Which doesn’t make it any easier for indie authors or fans, much less indie authors or fans who don’t originate from U.S. soil. The whole thing can seem both ridiculous and conflicted. Which it is. Because any sane outsider looks at it all and does a W-T-F.

Try as they will to style themselves international, the Inner and Outer Party members of American literary SF/F are hopelessly provincial, sharing a painful overlap in ideology, as well as a kind of homogeneous, mushy globalist-liberal outlook. Which, being “woke”, puts a premium on demographics over individualism. Fetishizing ethnicities and sexualities. While remaining borderline-militant about a single-track monochrome political platform.

So, certain Inner and Outer Party folks proceeded to step all over their own unmentionables in an effort to “call out” the “slate” of the indie Proles from the dirty ghettos of indie publishing.

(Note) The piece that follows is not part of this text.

PR #70, opened 2020-04-21
PIC-401 add assessment details to 'probation-record' endpoint

tomsmyers:
the only real logic in these changes is to do with gracefully handing errors from the assessments api (or client) so that we can still populate the report even without the assessment data.

one other change worth noting is that to get the `offender-assessments-api` service running locally with auth working requires a one time change to your `etc/hosts` file. this is detailed in the readme.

And now the Inner and Outer Parties are in damage control mode (yet again!) trying to re-write events, submerge evidence, gaslight the actual victims of the literary pogrom, blame all evils on Emmanuel Goldstein (cough, Sad Puppies, cough) and crown themselves the Good People once more. Who would never, of course, do anything pernicious, because how could they? They are Good! They tell themselves they are Good all the time! They go out of their way to virtue-signal this Goodness on social media! It cannot be possible that they have done anything wrong!

Well, if you’ve seen the ugly carnival long enough, it’s easy to peer through the smog. And I am sorry for all of the Nebula nominees who—being rightfully excited to learn of their nominations—watched that excitement crumble beneath a digital tsunami of accusations and character assassination. I’ve been there. I remember the lies and slander. I know how it happens, and why.

Just shrug it off, and walk away. Neither SFWA, nor Worldcon, nor the Outer nor Inner Parties, have anything for you. They are not the audience, and never were. And the harder they try to enforce their own relevance, the more plain it becomes that this relevance has fatally degraded in the new century.

Meanwhile, no one seems to have noticed that both Tor and Baen are rapidly sliding towards nonexistence. I’ve heard that Macmillan is looking to get rid of Tor from several sources over the last three months. The changes you’ve seen in Castalia’s practices of late are the direct result of Amazon destroying the ebook publishing market, and those changes are hurting the traditional publishers a lot more than a company like Castalia that doesn’t rely as heavily upon the various channels.

The acid test is going to be in April. It’s going to be fascinating to see how well a book that is in very high demand does through the channel versus direct.